[sdiy] SRAM question
Colin f
colin at colinfraser.com
Fri Feb 19 19:19:58 CET 2010
> Sometimes there is additional protection circuitry to prevent
> the processor from accidentally writing to RAM during power
> up/down when it might do unpredictable things.
There should always be protection circuitry.
You need to detect power-down as soon as it happens and deselect the RAM
chip before any spurious writes can occur.
This can often be done by the circuitry that holds the CPU in reset when the
supply voltage is too low.
Deselecting a low power SRAM chip will usually put it into its standby power
mode, with all outputs in high-impedance state.
Remember you need to keep the device deselected once power in the rest of
the circuit is down.
So if the RAM chip only has active low chip enable lines, these are going to
need pulled high by the battery voltage when the rest of the circuit is off.
6264 SRAMs used to have an active high chip select line that made life
easier...
> While this was pretty common 10-20 years ago, these days more
> often you'll find long-term storage is done with flash memory
> or EEPROM which needs no battery to retain its data.

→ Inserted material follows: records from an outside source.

PR #402, opened 2020-12-03
Add OAM support to Platform Installer

ddrechse:


operator/scripts/install/3-install-verrazzano.sh
```diff
@@ -194,6 +225,36 @@ function install_verrazzano()
   log "Verrazzano install completed"
 }
 
+function install_wls_operator {
+  log "Add Weblogic Operator helm repository"
```
pfmackin, line 229: Is this going to conflict with the WebLogic operator that is currently deployed per app?

operator/scripts/install/chart/crds/oam.verrazzano.io_ingresstraits.yaml
```diff
@@ -0,0 +1,167 @@
+# Copyright (c) 2020, Oracle and/or its affiliates.
```
pfmackin, line 1: How are these CRDs getting into the Verrazzano repo if the OAM repo changes them.  Are folks expected to manually copy?

operator/scripts/install/chart/templates/05-verrazzano-application-operator.yaml
```diff
@@ -0,0 +1,59 @@
+# Copyright (C) 2020, Oracle and/or its affiliates.
+# Licensed under the Universal Permissive License v 1.0 as shown at https://oss.oracle.com/licenses/upl.
+---
+apiVersion: v1
+kind: Namespace
+metadata:
+  name: verrazzano-application
```
pfmackin, line 7: all of the OAM App Operator kubernetes resources should be in verrazzano-system

operator/scripts/install/chart/templates/05-verrazzano-application-operator.yaml
```diff
@@ -0,0 +1,59 @@
+# Copyright (C) 2020, Oracle and/or its affiliates.
+# Licensed under the Universal Permissive License v 1.0 as shown at https://oss.oracle.com/licenses/upl.
```
pfmackin, line 2: Instead of having all these n-chart.yaml files it might be better to have nested charts.  It certainly would be cleaner.

operator/scripts/install/3-install-verrazzano.sh
```diff
@@ -209,4 +270,6 @@ if [ ${REGISTRY_SECRET_EXISTS} == "TRUE" ]; then
 fi
 
 action "Creating admission controller cert" create_admission_controller_cert || exit 1
```
pfmackin, line 272: I don't see where the uninstall of OAM runtime and WebLogic is called

operator/scripts/install/3-install-verrazzano.sh
```diff
@@ -122,6 +122,37 @@ function create_admission_controller_cert()
...
+
+  log "Add OAM helm repository"
+  helm repo add crossplane-master https://charts.crossplane.io/master/
+  if [ $? -ne 0 ]; then
+    error "Failed add OAM helm repository."
+    return 1
+  fi
+
+  log "Install OAM"
+  helm install oam --namespace oam-system crossplane-master/oam-kubernetes-runtime --devel
```
kminder, line 141: We need to switch this to installing a specific version (e.g.   helm install oam --namespace "${NAMESPACE}" crossplane-master/oam-kubernetes-runtime --version 0.3.0)

operator/scripts/install/3-install-verrazzano.sh
```diff
@@ -122,6 +122,37 @@ function create_admission_controller_cert()
   fi
 }
 
+function install_oam {
+  log "Create oam-system namespace"
+  kubectl create namespace oam-system
```
kminder, line 127: There is other work going on to consolidate things into the verrazzano-system namespace.  Therefore this should be removed and verrazzano-system used for the namespace below.

operator/scripts/install/3-install-verrazzano.sh
```diff
@@ -122,6 +122,37 @@ function create_admission_controller_cert()
...
+
+  log "Install OAM"
+  helm install oam --namespace oam-system crossplane-master/oam-kubernetes-runtime --devel
+  if [ $? -ne 0 ]; then
+    error "Failed to OAM helm install."
+    return 1
+  fi
+
+  log "Setup OAM roles"
+  kubectl create clusterrolebinding cluster-admin-binding-oam --clusterrole cluster-admin --user system:serviceaccount:oam-system:oam-kubernetes-runtime-oam
```
kminder, line 148: I think the oam-system here is a namespace so it will need to be changed to verrazzano-system.

operator/scripts/install/3-install-verrazzano.sh
kminder: In our testing we have not seen it conflict with the "per app" WLS operator.

operator/scripts/install/3-install-verrazzano.sh
```diff
@@ -194,6 +225,36 @@ function install_verrazzano()
...
+function install_wls_operator {
+  log "Add Weblogic Operator helm repository"
+  helm repo add weblogic-operator https://oracle.github.io/weblogic-kubernetes-operator/charts
+  if [ $? -ne 0 ]; then
+    error "Failed add OAM helm repository."
+    return 1
+  fi
+
+  log "Create weblogic-operator namespace"
+  kubectl create namespace weblogic-operator
```
kminder, line 237: This should also go into the verrazzano-system namespace.

operator/scripts/uninstall/uninstall-steps/3-uninstall-verrazzano.sh
```diff
@@ -12,6 +12,20 @@ UNINSTALL_DIR=$SCRIPT_DIR/..
...
 
+# This makes an attempt to uninstall the WebLogic Kubernetes operator, ignoring errors so that this can work
+# in the case where there is a partial installation
+
+function uninstall_weblogic_operator {
+  log "Uninstalling WebLogic Kubernetes operator"
+  helm delete weblogic-operator --namespace weblogic-operator
+
+  log "Delete weblogic-operator namespace"
+  kubectl delete ns weblogic-operator
```
kminder, line 23: namespace

operator/scripts/uninstall/uninstall-steps/3-uninstall-verrazzano.sh
```diff
@@ -59,4 +73,27 @@ function delete_verrazzano() {
...
\ No newline at end of file
+# This makes an attempt to uninstall OAM, ignoring errors so that this can work
+# in the case where there is a partial installation
+function uninstall_oam {
+
+  log "Uninstall OAM"
+  helm delete oam --namespace oam-system crossplane-master/oam-kubernetes-runtime
+
+  log "Delete OAM roles"
+  kubectl delete clusterrole oam-kubernetes-runtime-oam:system:aggregate-to-controller
```
kminder, line 84: Should we be doing a `helm delete oam ...` instead of or in addition to these delete?

operator/scripts/uninstall/uninstall-steps/3-uninstall-verrazzano.sh
```diff
@@ -59,4 +73,27 @@ function delete_verrazzano() {
...
+  kubectl delete clusterrolebinding oam-kubernetes-runtime-oam:system:aggregate-to-controller
+  kubectl delete clusterrolebinding cluster-admin-binding-oam
+  kubectl delete ScopeDefinition healthscopes.core.oam.dev
+  kubectl delete TraitDefinition manualscalertraits.core.oam.dev
+  kubectl delete WorkloadDefinition containerizedworkloads.core.oam.dev
+
+  log "Delete oam-system namespace"
```
kminder, line 91: Should use verrazzano-system so don't delete that here.

operator/scripts/install/chart/crds/oam.verrazzano.io_ingresstraits.yaml
kminder: Copying the CRDs into `operator/scripts/install/chart/crds` seems to be the direction things are heading as the model/binding CRDs are currently being copied here.  I agree that this might need some more thought but for this change we should not break the pattern.

operator/scripts/install/chart/values.yaml
```diff
@@ -92,6 +92,13 @@ verrazzanoAdmissionController:
   caBundle:
   RequestMemory: 15Mi
 
+verrazzanoApplicationOperator:
+  name: verrazzano-application-operator
+  namespace: verrazzano-application
+  imageName: iad.ocir.io/weblogicondocker/verrazzano-application-operator-dev
+  imageVersion: local-e626d89
```
kminder, line 99: What is this imageVersion and where does it come from?

kminder (changes requested):

operator/scripts/install/chart/values.yaml
```diff
@@ -92,6 +92,13 @@ verrazzanoAdmissionController:
   caBundle:
   RequestMemory: 15Mi
 
+verrazzanoApplicationOperator:
+  name: verrazzano-application-operator
+  namespace: verrazzano-application
+  imageName: iad.ocir.io/weblogicondocker/verrazzano-application-operator-dev
```
pfmackin, line 98: this imageName should be ghcr.io.  We will also need a temp secret to access it.  Check with @mgianatagh

operator/scripts/uninstall/uninstall-steps/3-uninstall-verrazzano.sh
pfmackin: helm delete is done at line 81, but it doesn't delete those other resources for some reason.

The problem with flash or EPROM is the endurance of data.
If you have frequently changing data in memory that you want to be
non-volatile without having to initiate an explicit store operation before
power-down, then battery backed SRAM is the answer.
One possible alternative to save the cost of the battery and power
switchover circuitry is FRAM.
But don't believe their hype about it being a drop-in replacement for SRAM -
it needs the CE line toggled to latch every new address in.